Although the 15th Amendment in 1870 established that U.S. citizens cannot be denied the right to vote “on the basis of race, color, or previous condition of servitude,” it was not effectively enforced until almost 100 years later with the passage of the Voting Rights Act (VRA) of 1965 in the Civil Rights movement. In the meantime, many Black citizens (particularly in the South) had faced tremendous obstacles to voting, including literacy tests, poll taxes, intimidation, and violence. The VRA now made it illegal for states to pass any laws that discriminate against racial or language minorities through vote denial or vote dilution. This includes anything that “diminishes the ability to elect their candidate(s) of choice” which would be applied to district plans and serves as the legal basis for racial gerrymandering.

Motivating Questions: Does racially polarized voting exist in a certain area? How can statistics help us decide?

In 1986, the Supreme Court case Thornburg v. Gingles (1986) further established what constitues an illegal racial gerrymander by adding a set of criteria known as the Gingles test:

  • a racial minority group forms a numerical majority of voting-age population in a compact geographic area

  • the minority group is “politically cohesive” (members of the group vote similiarly)

  • the racial majority group is also politically cohesive but for a different political party (their preferred candidate defeats minority group's preferred candidate)

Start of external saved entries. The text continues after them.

PR #9872, opened 2022-04-30
Add: Show video driver name in Game Options window

nielsmh:
## Motivation / Problem

It's difficult for users to be sure exactly what video driver is being used currently.

## Description

Let video drivers describe themselves and print the info in the Game Options window.

image

## Limitations

Some OpenGL drivers have really long names, which can make the window excessively wide

## Checklist for review

### DIFF
--- a/src/settings_gui.cpp
+++ b/src/settings_gui.cpp
@@ -310,6 +310,7 @@ struct GameOptionsWindow : Window {
 			case WID_GO_BASE_SFX_DROPDOWN:     SetDParamStr(0, BaseSounds::GetUsedSet()->name); break;
 			case WID_GO_BASE_MUSIC_DROPDOWN:   SetDParamStr(0, BaseMusic::GetUsedSet()->name); break;
 			case WID_GO_BASE_MUSIC_STATUS:     SetDParam(0, BaseMusic::GetUsedSet()->GetNumInvalid()); break;
+			case WID_GO_VIDEO_DRIVER_INFO:     SetDParamStr(0, VideoDriver::GetInstance()->GetInfoString()); break;
 			case WID_GO_REFRESH_RATE_DROPDOWN: SetDParam(0, _settings_client.gui.refresh_rate); break;
 			case WID_GO_RESOLUTION_DROPDOWN: {
 				auto current_resolution = GetCurrentResolutionIndex();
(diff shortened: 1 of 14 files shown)


LordAro:
Looks good. Seems like `glGetString` doesn't exist on Linux? Existing functions seem to have a `_` prefix

src/settings_gui.cpp
```diff
@@ -323,6 +323,7 @@ struct GameOptionsWindow : Window {
 				}
 				break;
 			}
+			case WID_GO_VIDEO_DRIVER_INFO:     SetDParamStr(0, VideoDriver::GetInstance()->GetInfoString()); break;
```
LordAro: Should probably be multiple lines

LordAro (commented):
Wonder if it would be worth splitting driver name and ogl driver name onto separate lines. Would avoid the line-too-long issue

src/video/video_driver.hpp
```diff
@@ -178,6 +178,11 @@ class VideoDriver : public Driver {
 		return ZOOM_LVL_OUT_4X;
 	}
 
+	virtual const char * GetInfoString() const
```
TrueBrain: Nitpicking: space after * seems random :)

PS: nice idea, this PR :D

src/settings_gui.cpp
nielsmh: All of the above ones (before the one multiline case) are formatted the same way. If I moved it before the multiline case it would fit in?

src/video/video_driver.hpp
nielsmh: I honestly don't remember what the convention is, I just feel like for functions returning pointers or references, attaching the sigil to the function name feels wrong since the function name itself isn't a pointer/reference.

TrueBrain: I just noticed you did it without the space the other 3 times in this PR :) my OCD triggered on that :p

nielsmh:
Tried it on my Linux machine.

I'm not sure putting the "base" driver and GPU driver on separate lines is a good idea, if only because vertical space is already at a premium in the Options window. Also, hiding the GPU driver line when using a non-accelerated base driver is annoying.

image

TrueBrain:
Do you mind adding this information in the crash log too? The driver is already in there, but not the OpenGL extended information, as far as I can see. (doesn't have to be this PR btw .. but it just sparked to mind)

LordAro (approved):
shipit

The last two criteria are collectively known as racially polarized voting. If all three criteria are met, the law requires states to draw a majority-minority district in that geographic area. This means that the majority of a district's population are of a minority race, ethnic, or language group. These required districts are often referred to as VRA districts.

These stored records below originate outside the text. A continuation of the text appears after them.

PR #9879, opened 2022-05-06
Add: Commandline option to skip NewGRF scanning

nielsmh:
## Motivation / Problem

Sometimes when testing stuff, waiting for the NewGRF scanning just takes annoyingly long time, and you don't need NewGRFs anyway for what you're testing. But you also don't want to switch to a different config/file structure.

## Description

Add a commandline option `-Q` (for Quick) that skips all scanning for NewGRF files.

## Limitations

Haven't tested how this behaves with the in-game content downloading UI or anything like that.

## Checklist for review

### DIFF
--- a/src/openttd.cpp
+++ b/src/openttd.cpp
@@ -201,6 +201,8 @@ static void ShowHelp()
 		"  -x                  = Never save configuration changes to disk\n"
 		"  -X                  = Don't use global folders to search for files\n"
 		"  -q savegame         = Write some information about the savegame and exit\n"
+		"  -Q                  = Don't scan for/load NewGRF files on startup\n"
+		"  -QQ                 = Disable NewGRF scanning/loading entirely\n"
 		"\n",
 		lastof(buf)
 	);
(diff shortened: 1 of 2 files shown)


glx22:
If I follow the code properly it disables all scans, even manual ones.
I think it should be possible to disable only the automatic first scan.

nielsmh:
Hmm, I could make it so `-Q` disables the first scan, and `-QQ` disables all scans.

src/openttd.cpp
```diff
@@ -201,6 +201,7 @@ static void ShowHelp()
 		"  -x                  = Never save configuration changes to disk\n"
 		"  -X                  = Don't use global folders to search for files\n"
 		"  -q savegame         = Write some information about the savegame and exit\n"
+		"  -Q                  = Don't scan for NewGRF files (quick startup)\n"
```
TrueBrain: I think this will give people the impression using this gives them a better experience (for most mere mortals it will not). Maybe make more clear what the impact is? (Maybe by removing quick startup remark? Dunno .. describing things is hard :D)×

Alternatively, for network stuff we use the env to all developers to modify things normal users shouldn't,  to kinda avoid this problem. Not sure if that is a road to take here, but just mentioning. 

Either way, please also document QQ :)

TrueBrain (approved):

To determine if the conditions are met, ask the following questions:

  1. Is it possible to draw a geographically compact district that includes the majority of the racial or language minority’s members?

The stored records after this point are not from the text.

PR #9880, opened 2022-05-06
Codechange: Document the _ship_subcoord table

nielsmh:
## Motivation / Problem

The code as-is looks like black magic.

## Description

While working on my multithreading project, documenting this just happened.

## Limitations

None?

## Checklist for review

### DIFF
--- a/src/ship_cmd.cpp
+++ b/src/ship_cmd.cpp
@@ -516,38 +516,53 @@ static inline TrackBits GetAvailShipTracks(TileIndex tile, DiagDirection dir)
 	return tracks;
 }
 
-static const byte _ship_subcoord[4][6][3] = {
+/** Structure for ship sub-coordinate data for moving into a new tile via a Diagdir onto a Track. */
+struct ShipSubcoordData {
+	byte x_subcoord; ///< New X sub-coordinate on the new tile
+	byte y_subcoord; ///< New Y sub-coordinate on the new tile
+	Direction dir;   ///< New Direction to move in on the new track
+};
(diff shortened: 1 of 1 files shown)


glx22 (approved):

src/ship_cmd.cpp
```diff
@@ -516,38 +516,53 @@ static inline TrackBits GetAvailShipTracks(TileIndex tile, DiagDirection dir)
...
+	// DIAGDIR_NE
 	{
-		{15, 8, 1},
-		{ 0, 0, 0},
-		{ 0, 0, 0},
-		{15, 8, 2},
-		{15, 7, 0},
-		{ 0, 0, 0},
+		{15,  8, DIR_NE},      // TRACK_X
+		{ 0,  0, INVALID_DIR}, // TRACK_Y
```
frosch123, line 534: I don't undestand this. INVALID_DIR is 0xFF, not 0. DirDifference() asserts on that.

frosch123 (changes requested):

src/ship_cmd.cpp
nielsmh: As described in the comment, the table maps from a pair of Diagdir and Track to a set of coordinates. Only three of the tracks are reachable from one tile to another via a specific Diagdir, so only three of the six entries for each Diagdir are valid. The entries with INVALID_DIR are for the Tracks not reachable via the Diagdir.
Should I be more explicit about this in the comment?

frosch123: Thanks, I did not notice that.

frosch123 (approved):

  2. Does the racial or language minority tend to vote as a bloc and back the same preferred candidate?

  3. Does the remaining population also generally vote as a bloc and in doing so defeat the candidate backed by the racial or language minority?

Satisfying the first of the Gingles criteria requires analyzing maps and demographic data, and determining if racially polarized voting exists requires the use of statistics. In this section, we follow an approach similar to that outlined in [4.12.43].

Subsection 4.7.1 Inference

Voting in the United States is done by secret ballot, so although we cannot know the votes of individuals, we can use statistics to infer the voting behavior of different groups based on election results in various precincts. In the following example, we consider two different voting scenarios that have the same aggregate data (i.e. the same vote totals).

Suppose a city's voting population is 55% White and 45% non-White, and suppose that in an election, a candidate from the Heart Party receives 60% of the votes and a candidate from the Club Party receives 40% of the votes. We can summarize this information in a two-way table as shown below.
Table 4.7.2.
\(\heartsuit \) voters \(\clubsuit \) voters totals
White voters ?? ?? 55
non-White voters ?? ?? 45
totals 60 40 100

The challenge is that due to the secret ballot, there are many possibilities for the inside of the table. Here we consider two different possibilities. For each table below, fill in the missing values. (Note that once we choose one value, the rest are determined.)

Table 4.7.3.
\(\heartsuit \) voters \(\clubsuit \) voters totals
White voters 45 55
non-White voters 45
totals 60 40 100
Table 4.7.4.
\(\heartsuit \) voters \(\clubsuit \) voters totals
White voters 30 55
non-White voters 45
totals 60 40 100
Hint.
To complete the table, use the information on White voters who voted for the Heart candidate to complete the first row of data. In the first table, we have 45 White voters for Heart out of 55 total White Voters. That means there must be 10 White voters who voted for the Club candidate. In a similar way, fill in the other values in the table.
Answer.
Table 4.7.5.
\(\heartsuit \) voters \(\clubsuit \) voters totals
White voters 45 10 55
non-White voters 15 30 45
totals 60 40 100
Table 4.7.6.
\(\heartsuit \) voters \(\clubsuit \) voters totals
White voters 30 25 55
non-White voters 30 15 45
totals 60 40 100
Solution.

In the first scenario, when 45 of the White voters voted for the Heart candidate, we had 10 White voters vote for the Club candidate (since the total number of White voters is 55). Furthermore, since there are 60 total Heart voters and 45 of them are White voters, we must have \(60 - 45 = 15 \) non-White Heart voters. To complete the second row of data, note that we now have 15 non-White voters who voted for the Heart candidate and 45 total non-White voters, so we must have \(45 - 15 = 30\) non-White voters who chose the Club candidate.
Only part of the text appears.